Aujourd'hui, l'enjeu est de savoir dans quelle mesure la production suivra le rythme de la demande. « L'offre est un peu "limite" et nous sommes un peu inquiets pour les années suivantes », constate Jean-Fred Coste, le président du Caveau d'Héraclès, la coopérative de Vergèze (30), le premier producteur de vin bio en France (55 000 hl). Gérard Bertrand évoque quant à lui « une tension sur les vins blancs ». Tous les deux s'accordent à dire qu'il faut encourager les conversions en agriculture biologique... De son côté, Patrick Guiraud admet que « le challenge de la filière bio est de soutenir une progression importante de la production pour faire face à la consommation ».

Question d'opportunité

Les tensions qui se dessinent sur le marché bio ne sont pas étrangères à la bonne santé du secteur viticole dans son ensemble. Aujourd'hui, le vin conventionnel se vend également bien et la trésorerie des entreprises reprend des couleurs. Pour preuve, « le montant des crédits distribués dans le secteur viticole bat des records », indique Patrice Roch, responsable du pôle Agriculture et Coopératives du Crédit agricole Languedoc.

« Il y a quatre ans, les vins IGP Pays d'Oc en bio se vendaient entre 120 et 130 €/hl. C'est quasiment toujours le cas aujourd'hui alors qu' en conventionnel, sur la même période, on est passé de 50 €/hl à 80 €/hl », indique Patrick Guiraud. Bref, « le différentiel de prix entre les deux produits se rétrécit », résume Jean-Fred Coste qui est également membre du bureau de SudVinBio.

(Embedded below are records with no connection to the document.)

Issue #349, opened 2016-06-05
Investigate using svglite


flying-sheep:
[svglite](https://github.com/hadley/svglite) might be a device that

1. can handle `/dev/null` even on OSX (i think it uses C++ stdlib stuff, not Apple APIs, so that’s a valid hope) and therefore serves as dummy device
2. can be used in repr for SVG, invalidating the need to use the isolate flag in IRkernel (since svglite it’s built to produce embeddable SVGs)

if it can do both those things, we’ll simply make IRkernel hard depend on it, and repr prefer it to all other possible SVG devices (not a compromise/hack, because it *does* produce the best SVG code). then it will be always used by IRkernel, and we can cease using the isolate flag.

PR #372, opened 2016-07-01
Remove svg from the default sent image types

janschulz:
SVG currently has a few problems:

* complicated plots can lead to very big streams sent which takes ages to show up in the browser and lead to bad scrolling behaviour
* svg output in the browser is not saveable in chrome (as it is isolated into an iframe)
* using two plot formats also means that two plots have to be drawn which takes twice as long.

Closes: https://github.com/IRkernel/IRdisplay/issues/13

### DIFF
--- a/test_ir.py
+++ b/test_ir.py
@@ -88,18 +88,15 @@ class IRkernelTests(jkt.KernelTests):
         code = 'plot(1:3)'
         reply, output_msgs = self._execute_code(code)
         
-        # we currently send three formats: png, svg and text/plain
+        # we currently send two formats: png, and text/plain
         data = output_msgs[0]['content']['data']
-        self.assertEqual(len(data), 3, data.keys())
+        self.assertEqual(len(data), 2, data.keys())
         self.assertEqual(data['text/plain'], 'plot without title')
-        self.assertIn('image/svg+xml', data)
         self.assertIn('image/png', data)
         
-        # we isolate only svg plots
+        # we isolate only svg plots, which are not included in the default types
         metadata = output_msgs[0]['content']['metadata']
-        self.assertEqual(len(metadata), 1, metadata.keys())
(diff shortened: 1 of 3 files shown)


flying-sheep:
i’m OK with merging that, but please stay factual:

* not complicated, but *broken* (e.g. that huge ggplot object) or *useless* plots do. useless plots have e.g. huge amounts of points that are on top of each other and therefore and give no idea of density
* the fact that they’re not savable is 1. preventable (#349) and 2. not limited to SVG
* the time it takes is OK

the real problem is that other tech have too many bugs regarding SVG so it’s pragmatic to remove it.

flying-sheep:
jup, you need to adapt the tests.

janschulz:
Sorry for the missed (failing) tests, fixed now, hopefully.

I don't agree on point 1 and 3 but didn't want to start arguing again with you, so I just removed the commit message and pointed them here and the original issue.

test_ir.py
```diff
@@ -88,19 +88,16 @@ def test_irkernel_plots(self):
...
+        # we currently send two formats: png, and text/plain
         data = output_msgs[0]['content']['data']
-        self.assertEqual(len(data), 3, data.keys())
+        self.assertEqual(len(data), 2, data.keys())
         self.assertEqual(data['text/plain'], 'plot without title')
-        self.assertIn('image/svg+xml', data)
         self.assertIn('image/png', data)
         
-        # we isolate only svg plots
+        # we isolate only svg plots, which are not included anymore
```
flying-sheep: please add a test checking if they’re isolated when configured to be there

janschulz: done, sorry for missing that. :-/

janschulz:
so, finally got the errors out... Apart from the osx build, which fails in installing latex?

flying-sheep:
merged: 8cdfe5e001e6ef746babcdfea5a6bf1692df9678

PR #375, opened 2016-07-05
Simpler integration of kernel tests into R test framework

takluyver:
See discussion on #371


flying-sheep:
looks good to me!

PS: i’ll probably do another PR soon that also integrates the testing systems, but does so in a smarter way. i’ve crated a JSON TestRunner, and we can consume its output using like 5 lines via a loop and [`jsonlite::stream_in`](http://rpackages.ianhowson.com/cran/jsonlite/man/stream_in.html)

flying-sheep:
maybe you could remove the `DeprecationWarning`s in another commit. you can use `-W ignore::DeprecationWarning`

takluyver:
> i’ve crated a JSON TestRunner...

I still don't see any advantage to this extra complexity. Complexity in a package you've created is still complexity you have to maintain. Let's keep it simple, at least until we identify a clear need for something more.

> maybe you could remove the DeprecationWarnings in another commit...

Done. I'm not sure if it will work or not, as DeprecationWarnings are ignored by default, so something in the test machinery must be turning them on.

tests/testthat/test_kernel.r
```diff
@@ -0,0 +1,6 @@
+context('kernel')
+
+status <- system2('python3', 'test_ir.py', wait=TRUE)
```
janschulz: It will be interesting what will happen if we submit that to CRAN: on my system, there is no python3 and in RStudio (or my r package install script), I don't have the kernel testing tool installed, so this tests will basically always fail.

takluyver:
Suppressing the DeprecationWarnings does appear to have worked :-)

tests/testthat/test_kernel.r
takluyver: I guess we'll just remove this file from the tarball we submit to CRAN, in that case :-(

takluyver: ...or use a series of system commands to install Anaconda ;-). But it may well block network access.

flying-sheep:
> as DeprecationWarnings are ignored by default

they are in python, but they aren’t in tests. (i.e. python per default installs a warning filter, which is removed during unit tests)

tests/testthat/test_kernel.r
flying-sheep: we add `python3` and `jupyter_kernel_test` to `SystemRequirements` with an explanation that they’re needed for tests.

Comment accroître l'attractivité de la filière viticole bio ? Certainement pas en augmentant subitement le prix du vin, expliquent les représentant de l'interprofession.

« Nous sommes sur une logique de construction de prix et non de spéculation», indique Jean-Fred Coste. « Notre force est d'avoir défini à l'échelle d'une filière un prix qui permette aux vignerons de dégager un revenu, renchérit Patrick Guiraud. Nous sommes sur une économie durable fondé sur le principe d'un marché rémunérateur et non pas spéculatif ».

L'une des pistes envisagées est d' « investir sur le savoir-faire et l'ingénierie afin de donner les moyens aux vignerons de surmonter certaines contraintes techniques, explique Patrick Guiraud. En bio, c'est un facteur aussi important que le prix sur le sujet de l'attractivité ».